Foundations of Stochastic Approximation and Reinforcement Learning

Speakers: Gugan Thoppe and Shalabh Bhatnagar, Dept. of Computer Science and Automation, Indian Institute of Science

Sessions: MoTAT2, TuTAT2, WeTAT2

Abstract: Can a machine train itself in the same way an infant learns to sit up, crawl, and walk? That is, can a device interact with the environment and figure out the action sequence required to complete a given task? The study of algorithms that enable such decision-making is what the field of Reinforcement Learning (RL) is all about. In contrast, the mathematics needed to analyze such schemes is what forms the focus in Stochastic Approximation (SA) theory. More generally, SA refers to an iterative scheme that helps find zeroes or optimal points of a function, for which only noisy evaluations are possible. In this tutorial, we will provide a basic introduction of these two topics, both from an applied and a theoretical perspective. This session will be of significance to PhD students, postdocs, and junior faculty. We will presume familiarity of graduate level probability and optimization.

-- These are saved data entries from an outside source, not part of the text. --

PR #802, opened 2021-03-18
REF: Multithread safe Transformer

snowman2:
- [x] Related to #782
 - [x] Tests added


pyproj/transformer.py
```diff
@@ -180,14 +242,45 @@ class Transformer:
...
             )
-        self._transformer = base_transformer
+
+        self._local = TransformerLocal()
+        if isinstance(transform_init, _Transformer):
+            # this is from TransformerGroup
+            # and should only be used from there
+            self._transform_init: Union[
+                TransformerFromCRS, TransformerFromPipeline
+            ] = TransformerFromPipeline(transform_init.definition)
```
snowman2, line 266: After thinking on it, I am not sure I like this solution. I am thinking making an `UnsafeTransformer` class for the `TransformerGroup` where it always returns the original transformer + a warning in the docstrings about not being thread-safe would be a better approach.

Issue #809, opened 2021-03-29
would it be possible to have the CRS bounds in its original unit ? 


12rambau:
Let's assume I want to get the bounds of the projection 'EPSG:3857' in meters (unit of the 3857 projection)

In the current implementation of pyproj and with my little knowledge I would do the following : 
```python
from pyproj import CRS, Transformer

in_crs = CRS.from_epsg(4326)
out_crs = CRS.from_epsg(3857)
x_min, y_min, x_max, y_max = out_crs.area_of_use.bounds

proj = Transformer.from_crs(4326, 3857, always_xy=True)
bl = proj.transform(x_min, y_min)
tr = proj.transform(x_max, y_max)
```

that's a lot of steps just to extract the bounds in the original proj unit. 
Would it be possible to add a method to retrieve the projection in its original unit ? 

I would be happy to PR this very code in PR if you agree with this way of computing it. 

> maybe I'm foolish and there is already a way to retrieve the bounds...

snowman2:
To transform the boundary properly, would likely need a method similar to:
https://rasterio.readthedocs.io/en/latest/api/rasterio.warp.html#rasterio.warp.transform_bounds

snowman2:
PROJ does something similar:
https://github.com/OSGeo/PROJ/blob/5fb47f125c25751bd1b1018849de9e7ee69107f4/src/4D_api.cpp#L974-L1043

snowman2:
How to get projected bounds with #810:
```python
from pyproj import CRS, Transformer
crs = CRS("EPSG:3857")
transformer = Transformer.from_crs(crs.geodetic_crs, crs, always_xy=True)
transformer.transform_bounds(*crs.area_of_use.bounds)
```

12rambau:
awesome ! thanks a lot

snowman2:
Release is coming soon. Hopefully by the end of the week 🤞

PR #810, opened 2021-03-31
ENH: Add Transformer.transform_bounds

snowman2:
- [x] Related to #809
 - [x] Tests added


snowman2:
Seems like Windows doesn't like the current implementation. Works on linux 🤷‍♂️

snowman2:
There are some edge cases mentioned here: https://github.com/OSGeo/PROJ/pull/2616. But, I think this is a good enough start.

PR #848, opened 2021-05-18
changing constructor-methods from staticmethods to classmethods

### LINKED ISSUE #847: CRS classmethods changed to staticmethods
At some point pyproj used classmethods for constructor-type methods in pyproj.crs.CRS. In [this commit](https://github.com/pyproj4/pyproj/commit/6296de2be98319be3540e852869024298d63acc4#diff-5c31eacd92cd28f19d968f4995e604f2f015a7adbc83866fcc34a65eeb530489) this was changed to use staticmethods. The [linked issue](https://github.com/pyproj4/pyproj/issues/389) does not seem to mention this change (unless I missed it). In any case, this change effectively breaks subclassing, as in this example:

Reinforcement Learning for controls and robotics applications: Hands-on session in MATLAB and Simulink

Speakers: Pranav Lad and Akhil Gopinath, MathWorks India Private Limited

Sessions: MoIAT2, MoIBT2

Abstract: Reinforcement learning allows one to solve control problems using deep learning but without using labeled data. Instead, learning occurs through multiple simulations of the system of interest. This simulation data is used to train a policy represented by a deep neural network that would then replace a traditional controller or decision-making system. In this session, one will learn how to apply reinforcement learning using MATLAB and Simulink including how to set up environment models, define the policy structure, and scale training through parallel computing to improve performance. The workshop will help one to understand the reason how such an approach helps in solving control problems.